What could possibly be bad about a nice summer morning? The fact that it’s the morning after an ill-advised bender where you hooked up with someone (whose face you can’t even recognize at the moment) at their place and are now in the unenviable position of having to clumsily plod around the unfamiliar room looking for your stuff as you pray to an angry God that everyone decided to sleep in that day… all the while sporting the worst hangover of your young life.
Welcome to the once classic walk, now infamous Walk of Shame Party Theme; the undeniable proof that karma is, in fact, real (and a bitch at that).
You’d be hard-pressed to find a party animal that does not have a good “morning after” story, and what better place to share them than at your very own offering to the Gods of one night stands, the Walk of Shame Party Theme!
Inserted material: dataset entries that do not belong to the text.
PR #1743, opened 2025-08-04
0valt/1112/search title pos

### LINKED ISSUE #1112: On search page, filter is above post-list header instead of below it
On category and profile post lists, the order is: count + buttons, then filter, then list, like this:

screenshot from test server

However, on the search page, these elements are reversed:
screenshot

This isn't the simple matter of moving a `div` on `app/views/search/search.html.erb` like I thought it would be, because the filter is baked into the "widget" that includes the search textbox and the advanced help.  So we'll need to do a little refactoring in order to be able to put the filter below the count/buttons.  I'm not sure why it was done this way and thus what the consequences would be of moving that code, so instead of fiddling with it, I'm writing this issue to look into later.

Oaphi:
closes #1112 

Filters are now properly aligned (note to readers: please do not put forms in reusable partials unless they are supposed to be fully self-contained):

Screenshot from 2025-08-04 23-18-26

### DIFF
--- a/app/assets/stylesheets/search.scss
+++ b/app/assets/stylesheets/search.scss
@@ -1,0 +1,16 @@
+@import 'variables';
+
+.search-filters:not([open]) {
+  border-top: 1px solid $muted-graphic;
+}
+
+.search-sorting {
+  align-items: center;
+  display: flex;
+  justify-content: space-between;
+
+  .search-sorting-types {
+    margin: 0.5em;
+    margin-right: 0;
+  }
+}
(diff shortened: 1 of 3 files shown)


ArtOfCode-:
> note to readers: please do not put forms in reusable partials unless they are supposed to be fully self-contained

Okay, now I'm curious.

ArtOfCode- (approved):

cellio (approved):
I didn't review the code (I see someone else did).  The behavior looks right (thanks!).

Oaphi:
> Okay, now I'm curious.

To elaborate a little, @ArtOfCode-, it's what made a trivial change a multi-file diff - because the `_widget` partial contained the whole form, it wasn't exactly easy to just change the position of the filters. As an example of the contrary, we do this correctly in the `categories/show` view by wrapping the filters partial in a form as needed:

```erb
  <%= form_tag request.original_url, method: :get do %>
    <%= render 'search/filters' %>
  <% end %>
```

Because it is well known that the walk of shame usually happens during the morning and that the poor walkers despise sunlight, it might be a good idea to hold this party indoors.
Being an uncommon theme, there aren’t really too many variants on the Walk of Shame party theme to speak of. Nevertheless, here are some pointers to get you going:
- Décor: It is essential that the lighting be a harsh and unflattering fluorescent. You don’t want your guests slinking away in some dark corner; you want their soiled outfits to be showcased in the most cautionary manner possible.
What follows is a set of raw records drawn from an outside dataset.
PR #1751, opened 2025-08-05
fixed lack of visible error when trying to rename a tag to an invalid…

### LINKED ISSUE #545: Renaming a tag to an existing one fails silently
https://software.codidact.com/posts/282536

We shouldn't allow renaming a tag to an existing one, of course -- that's usually an accident.  Let's catch and report the error instead of leaving users who don't know to look for console errors in the dark.

Oaphi:
closes #545

Failing to rename a tag for some reason will now show a proper error notification:

Screenshot from 2025-08-05 05-15-42

We should improve the error message itself, but it's how we do error handling with many other AJAX-based actions (see, for example, nominating a post for promotion), so I'd rather address that in a centralized manner.

### DIFF
--- a/app/assets/javascripts/tags.js
+++ b/app/assets/javascripts/tags.js
@@ -202,7 +202,7 @@ $(() => {
         location.reload();
       }
       else {
-        console.error('Failed to rename tag, somehow');
+        QPixel.createNotification('danger', `Failed to rename the tag. (${resp.status})`);
       }
     }
   });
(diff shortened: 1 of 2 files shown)


cellio (commented):
Tested and works for me (and renaming to something new still works too :-) ).  I take it we can't, at the point where we're generating the message, tell why it failed?  This is fine if so; it's sure an improvement over a console message... Just wondering what it would take to say "can't rename to an existing tag" or something.

Oaphi:
>  I take it we can't, at the point where we're generating the message, tell why it failed?

We can, but I'd rather work on it in a separate PR that also addresses other issues (I'd like us to standardize on the JSON format for such failures - presently, we are quite inconsistent)

PR #1764, opened 2025-08-07
Revision reference fix for rejected suggested edits

### LINKED ISSUE #1371: Suggested edit compares to the latest version, not the version that was edited
meta:291061

A suggested edit shows a diff.  This diff compares the edit to the latest version of the post, which is always correct for an _active_ suggested edit, but is not correct for one that has been resolved.

Example: [this edit](https://meta.codidact.com/posts/suggested-edit/1387) was proposed to revision 1 in [this history](https://meta.codidact.com/posts/291059/history), at 2024-03-13T00:28:17Z.  That suggested edit was rejected, and then the post was edited half an hour later (rev 2) and twice more after that.  The diff in the suggested edit compares the edit to the latest version.  It should compare it to rev 1, where the edit was proposed.

An unclear diff like this can appear to put changes in a user's mouth, so to speak, and unclear history makes review and moderation more challenging.

Oaphi:
closes #1371

I also added a maintenance task that should fix up the existing rejected suggested edits - we can run at any time we want after deployment (I've tested on the cases that I have available, but it's not enough to safely run in prod - let's run it on dev servers first when the time comes).

### DIFF
--- a/app/controllers/suggested_edit_controller.rb
+++ b/app/controllers/suggested_edit_controller.rb
@@ -42,11 +42,7 @@ class SuggestedEditController < ApplicationController
              before_tags: @post.tags.to_a,
              after_tags: @edit.tags }
 
-    before = { before_body: @post.body,
-               before_body_markdown: @post.body_markdown,
-               before_tags_cache: @post.tags_cache.dup,
-               before_tags: @post.tags.to_a,
-               before_title: @post.title }
+    before = before_attributes(@post)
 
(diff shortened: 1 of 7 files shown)


cellio (approved):
LGTM.  I tested the behavior of suggested edits but did not run the task locally.  I looked at the test code and it looks sound, except I don't understand concerns so no comment there.  Someone else should review the implementation code (looks fine to me but we want a stronger review).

- Music: Down-on-your-luck songs should fit the mood nicely. Just make sure to include 10 second samples of nails down a chalkboard after each song to simulate a splitting headache.
- Activities: Truth or Dare, where the “Truth” questions all have to do with one night stands past and the uncomfortable mornings that followed; the “Dares” are complicated field sobriety tests.
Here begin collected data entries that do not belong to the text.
PR #1768, opened 2025-08-08
Fix for modals not reacting to the Esc key & for file input field not gaining focus

### LINKED ISSUE #1366: User page tabs with no sidebar have a JS error in the developer console
**Describe the bug**
Those tabs on the user profile page that do not include the right hand side bar show the following JavaScript error message in the browser developer console:

```text
Uncaught (in promise) TypeError: prefs.global is undefined
```

**To Reproduce**
1. Go to your own user profile page (click on your avatar at the top right of any page).
2. Click on any tab that does not have a sidebar on the right hand side.
3. See error message in the developer console.

**Expected behavior**
The behaviour to a user appears to be working, but presumably is not applying the user's preferences as they cannot be accessed. It is expected that the user's preferences would be applied to all tabs.

Oaphi:
closes #1366

2 fixes:
- modals now react to the <kbd>Esc</kbd> key being presses as expected (they should close);
- file input field is now focused when the image upload modal is opened;

https://github.com/user-attachments/assets/bd9d61eb-52e6-4a78-8868-9ce485ff0a9b

### DIFF
--- a/app/assets/javascripts/modals.js
+++ b/app/assets/javascripts/modals.js
@@ -1,7 +1,9 @@
 document.addEventListener('DOMContentLoaded', () => {
-  document.addEventListener('keypress', (ev) => {
-    if (ev.code === 'Escape') {
-      document.querySelectorAll('.modal').forEach((el) => el.classList.remove('is-active'));
+  document.addEventListener('keyup', (ev) => {
+    if (ev.code === 'Escape' && !ev.metaKey && !ev.ctrlKey) {
+      document.querySelectorAll('.modal').forEach((el) => {
+        el.classList.remove('is-active');
+      });
     }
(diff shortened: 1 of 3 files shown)


cellio (commented):
On a post draft, I tested the image and link buttons.  The image file has focus (so you don't need the mouse), and escape closes both modals.  If you didn't mean to close a link modal, I see that your previous typing is still there if you choose it again, and only on that post (other posts start fresh) -- all expected behavior.

I'm not sure what other modals are affected.  I didn't observe any differences with close or flag operations.  I suppose "modal" means "thing that seems to pop over your screen and take control"?  I can't think of others of those off hand; happy to test if someone reminds me where.

PR #1779, opened 2025-08-13
Fix for the homepage runtime error when no categories are configured as such

### LINKED ISSUE #794: Puma caught this error: undefined method `id' for nil:NilClass (NoMethodError) - Home Page
Puma caught this error: undefined method `id' for nil:NilClass (NoMethodError)
/code/app/controllers/categories_controller.rb:171:in `update_last_visit'
/code/app/controllers/categories_controller.rb:24:in `homepage'

Oaphi:
closes #794

Technically not possible unless the user setting up QPixel never runs the initial seeds as we set the `Q&A` category as homepage _or_ unless an admin unchecks the "Set as homepage?" checkbox later. The former is unlikely, but the latter is very much plausible - we now redirect to the list of categories in such a case.

### DIFF
--- a/app/controllers/categories_controller.rb
+++ b/app/controllers/categories_controller.rb
@@ -21,6 +21,12 @@ class CategoriesController < ApplicationController
 
   def homepage
     @category = Category.where(is_homepage: true).first
+
+    unless @category.present?
+      redirect_to categories_path
+      return
+    end
+
     update_last_visit(@category)
     set_list_posts
     render :show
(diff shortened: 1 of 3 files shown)


cellio (approved):
TIL that we allow that box to be unchecked on all categories. :-)  So naturally I wondered: if there can be zero, can there be two?  Tested, and no -- checking the box revokes it from anywhere else it's set, so there can be only one.  Good.

Redirecting to the category list is a nice solution.  LGTM.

- Remember that this party is actually an ironic social statement glorifying casual sex by parodying its supposed consequences. Because no matter what you look like walking the Walk of Shame party theme, the simple truth of the matter is that you got laid the night before (even if you might not remember it). And that has to count for something.
- Typical hangover foods are a good choice for the nourishment at this party. Examples include eggs, soups and crackers with honey (yes, you read right! Google does not lie).
You’ve watched Sex and the City, right? No? Well, the female version of the costume for the walk of shame party theme was quite liberally depicted during the show’s run. Anyway, the basic gist is to look like you just slept in your clothes, so the more wrinkles and rips the better.
Women can go the extra mile by partially smudging their makeup and teasing their hair out of style; not to mention holding their high heels in their hands. They can also wear oversized men’s t-shirts. Guys have the option of bed head and unbuttoned shirts over slightly stained pants or jeans (alcohol stains, nothing more sinister).
Warnings and Tips:
Serve any kind of alcohol that you want, but label them as popular hangover cures and serve them out of transparent glass cups. Heck, you can just try to make sure everyone is gonna experience a hangover and try to get the whole party smashed!
We recommend the classic keg or maybe some jungle juice with everclear! You really can’t go too wrong with this college party theme when you are having a good one!